Matt DiLiberto - Chief Accounting Officer & Treasurer
Right. Separate and apart from that, there were new originations, quite a voluminous amount, which I think was $400-some-odd million, which averaged somewhere -- recollection is what, (inaudible)? So 10.something percent. If you are saying, well, that yield is less than the portfolio yield, if that's the question, that is true. But if you recall in our December investor meeting, we put right up on that screen our expectation that we wanted to convey to you guys that we thought spreads would compress in 2014 after almost five years, if you will, of spreads that were fairly well established, and there weren't a lot of market participants competing. That dynamic has changed. People have definitely come back in 2014 with allocations, with a desire to compete more for this business.
And that's not hindsight. We did say that in the beginning of December, and I think we actually modeled spreads as low as [850] over was our guidance back then. So I think we beat our guidance by a lot. But directionally, where we have shed light on the fact that we see compression spreads, I think it's important that people on the call understand that.
Operator
Vincent Chao, Deutsche Bank.
Vincent Chao - Analyst
Just a question on the CapEx side of things for the Citi renewal. It just appears that this is like the Viacom deal where they choose the timing of the spend or just curious how much we should be baking in terms of the CapEx here.

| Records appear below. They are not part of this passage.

PR #2693, opened 2026-07-13
Remove a variable conflict in the expansion of PUTMULTI in MULTI-ALIST

rmkaplan:
It was rebinding $$VAL, which made it not work right inside an iterative statement.


pamoroso:
It works as expected on Linux Mint 22.1 Cinnamon.

pamoroso:
Still looking good at commit b8765a2.

pamoroso (approved):
It works as described in my testing.

PR #2697, opened 2026-07-15
Fix Issue#2696 Weekly build fails when scheduled but works fine when dispatched manually. 

fghalasz:
Fixed by moving scheduled trigger to a new workflow that simply calls the original weekly build workflow with the default inputs specified.  This is to make up for act that Github Actions does not allow default inputs to be specified in the on:schedule section.

This PR needs to be merged before it can be tested since the new workflow will not show up on the Actions to be kicked off manually nor will it be scheduled until it is merged into the default branch.


stumbo:
Frank - would a better approach be to set default values like this?
```
  # Build Loadup
  do_release:
    uses: ./.github/workflows/buildLoadup.yml
    with:
        maiko_release: ${{ inputs.maiko_release || 'Latest' }}
        draft: ${{ inputs.draft || false }}
        force: ${{ inputs.force || false }}
    secrets: inherit
```

I think that would give you your default values for the CRON job and keep everything in one file.

pamoroso (approved):
Looks good to me.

Unidentified Company Representative
It's not so much that they choose it. They have flexibilities to when they spend it, but there are stages as to when the capital is available to them. They get a little bit of money now, and it's spread out over the next five years as to when the balance of the money is available for them.

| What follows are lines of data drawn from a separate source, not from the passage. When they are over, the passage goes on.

PR #2698, opened 2026-07-15
clean up BICLOCK idle -- suspend process list on idle (IDLE.SUSPEND.PROCESS.LIST) is part of IDLE, biclock adds to that var

masinter:
processes to spsend when running idle, doesn't depend on idle.profile at all, just a globalvar called IDLE.SUSPEND.PROCESS.NAMES.


pamoroso:

nbriggs (dismissed):
I'm not sure that I understand how the title (...is a globalvar) relates to the changes in here.

I see that `BICLOCKPROCESS#2` is added as another likely name to suspend on idle - does BICLOCK usually/always generate 2 processes?

And I see that the code in the IDLER is now mapping over the process table once looking for those with a name on the IDLE.SUSPEND.PROCESS.NAMES list instead of going through the IDLE.SUSPEND.PROCESS.NAMES and trying to FIND.PROCESS for each one... but GLOBALVAR vs. IDLE.PROFILE ?  Is this just the placement of the code in the function?

masinter:
This PR doesn't solve the problem that I was trying to solve:  when the idle program is BICLOCK, and you're running (BICLOCK), when you start to IDLE, it doesn't suspend the original BICLOCK and there are two clocks, one bouncing around.

I don't know why sometimes starting (BICLOCK) starts the clock running in a process BICLOCKPROCESS#2.

The online help for Idle in the background menu has the IDLE.PROFILE option of SUSPEND.PROCESS.NAMES, but in fact the list of processes to suspend should not depend on the idle program. The logic of pulling out the SUSPEND.PROCESS.NAMES from the IDLE.PROFILE was broken anyway. This PR instead adds a IDLE.SUSPEND.PROCCESS.NAMES which are just names, so changing the logic to search (using MEMB) for any process active that is suspendable should be more effective.

But there's still something going on i don't understand -- now when I idle it suspends BICLOCK when I start to idle, but the original and now suspended process just disappears.

It may be the thing to do is go back to the VENUESYSOUT version?

nbriggs:
When the IDLE function is BICLOCK, it starts a new BICLOCK process and moves that window around the screen -- so if you already had a BICLOCK process running, the one generated by idle will be `BICLOCKPROCESS#2`.  If the user has BICLOCK loaded, but no BICLOCK running, then the IDLE generated process will be just plain `BICLOCKPROCESS` -- so that makes it hard to decide which ones need to be suspended during idle, and which don't.  I suspect you'd get mostly the right behavior if IDLE suspended all the processes that it was asked to before doing anything that would spawn an idle related process.  That way, it would be suspending nothing, or BICLOCKPROCESS, and then subsequently starting the idle BICLOCK as `...#2`.  Of course it wouldn't work right if someone had two BICLOCKs running on their display.

pamoroso:
Still no issues at commit abb571f.

pamoroso (approved):
Looks good to me.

Matt DiLiberto - Chief Accounting Officer & Treasurer
It's a combination of, one, when they are entitled to it, and, two, when they spend it. It's got to meet both those conditions so that we try to stage the money in over time, which -- that's even a further point that I didn't make in my prepared commentary. Most of the concessions granted in these markets are very much upfront weighted concessions. These concessions -- I don't have the exact schedule for you, nor do we know it because we don't know the timing of Citi's spend. But there's a PG component and benefit here to being able to spread it over five years and whatever the actual schedule turns out to be.
Vincent Chao - Analyst
Okay. Thanks for that. And then I guess just if you could provide a little bit more detail on the option portion of the deal, starting in 2017, I think it is. I think a lot of the returns you discussed where as of the early option date. I'm just curious what those returns look like if they don't exercise and what your thinking is currently on whether or not they will take that option.
Marc Holliday - CEO
Well, there's really two parts to that. One is, if they don't exercise on the earliest date but if they exercise on the latest date, and the second question is what if they don't exercise at all. The difference between earliest date to latest date is really small because, on the one hand, there's a little bit of time value. On the other hand, we have rising rents due to CPI.

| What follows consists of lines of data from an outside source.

PR #2700, opened 2026-07-17
Fix bug in TMAX update, may help HCFILES failure

rmkaplan:
Hardcopy doesn't fail when run locally, and there was a different error description from HCFILES.  But this fixes one definite problem--failing when clicking the Update menu item


pamoroso:
It works as described on Linux Mint 22.1 Cinnamon.

pamoroso (approved):
Looks good to me.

Matt DiLiberto - Chief Accounting Officer & Treasurer
Our levered yield in the interim is right on top of the IRR. So it's (multiple speakers) --
Marc Holliday - CEO
I would say we are somewhat indifferent between when -- if the option is pulled between 2017 and 2021, from a return perspective. Now, if the option is not hit at all, our expectations are that it's certainly -- at least in this environment -- that would be accretive because their purchase option is roughly around 6%, 6.25% cap on projected NOI, if you will. And the cap rates today, we believe, would be less than that. However, it depends on what the cap rates are at that point in time. But certainly from an earnings standpoint, it's accretive. From a value standpoint, we think it would be accretive, but no way to answer that question until you are out there in 2021.
Operator
David Toti, Cantor Fitzgerald.
David Toti - Analyst
We have heard some reports of increasing property taxes and some pressure on assessments. Are you guys seeing any of that yet through the end of last year? Are you underwriting any pressure on that going forward, especially given the change in government?
Marc Holliday - CEO
Yes. And the property tax roles are out, and it's consistent with our estimates. So, as Matt said, our guidance for the year captured what we expected for property taxes this year. And it's an era of increasing budgetary constraints within the city. So we don't expect upward pressure on property taxes necessarily to abate. We just work hard with the city on the individual assessments for each of our buildings, making sure we keep those in line with reasonable market values. And not out of line. So generally I think we feel it's a well-managed area of the business.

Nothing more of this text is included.